Another criticism might be that the very large E₂ values for the S/(L + M) stimuli simply reflect the limitations upon foveal visual performance imposed by optical factors (chromatic aberration) and physiological factors underlying the so-called ‘foveal tritanopia’. We would certainly not deny the relationship between the lack of high-frequency foveal S/(L + M) mechanisms and the optical limitations of chromatic aberration – there is simply no reason to possess neural mechanisms for which retinal stimuli cannot naturally be presented due to the optics of the eye. However, the majority of our S/(L + M) foveal data (Fig. 3B) represent low spatial frequencies which are likely to avoid such problems. Furthermore, the data show no evidence of a sudden drop in foveal performance relative to eccentric data – this type of behaviour would not be compatible with the linear description provided by eqn (1), an equation which provides a good fit to the entire data set (Fig. 4B).

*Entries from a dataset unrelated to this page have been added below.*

PR #581, opened 2018-01-25
Drop withdrawn participants from PPI QA views

calbach:
As usual, see bd5dc1d for a readable diff.

We probably should consider improving the current migration scheme as there's a fairly large buildup of empty files now. I looked at http://alembic.zzzcomputing.com/en/latest/cookbook.html#the-replaceable-object-structure as one possible alternative for managing these views, but I'm thinking it might be too complicated to justify. Alternatively could look at getting rid of these no-op files somehow.


rest-api/alembic/versions/574efa4de1ba_ppi_drop_withdrawals.py
```diff
@@ -222,27 +213,84 @@ def downgrade(engine_name):
...
+        )
+"""
+
+
+_MEASUREMENTS_VIEW_SQL = """
+CREATE OR REPLACE VIEW physical_measurements_view AS
+ SELECT
+   p.participant_id participant_id,
+   YEAR(p.sign_up_time) participant_sign_up_year,
+   p.withdrawal_status participant_withdrawal_status,
```
danqrodney: You can remove this and the next line now,  and also from questionnaire_response_answer_view.

calbach: Done, thanks.

calbach:
It appears that our tests make HTTP requests to GitHub. Unsurprisingly this flaked. Rerunning.

PR #582, opened 2018-01-25
Mead/add new codes

Seeker1911:
Added new columns to participant_summary for codes 1PS08 and 1SS08


Seeker1911:
@danqrodney check latest alembic revisions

We have shown that achromatic and chromatic contrast sensitivity can be equated across the visual field simply by accounting for the change in scale (size) of the underlying mechanisms. There is no need to invoke a loss of chromatic sensitivity with increasing eccentricity. This suggests that eccentric ganglion cell receptive fields which, for the L/M pathway, draw upon multiple cone inputs to their centre, do so in a cone-specific manner. There is an order of magnitude difference between the eccentricity-related change of spatial scale for the two chromatic mechanisms.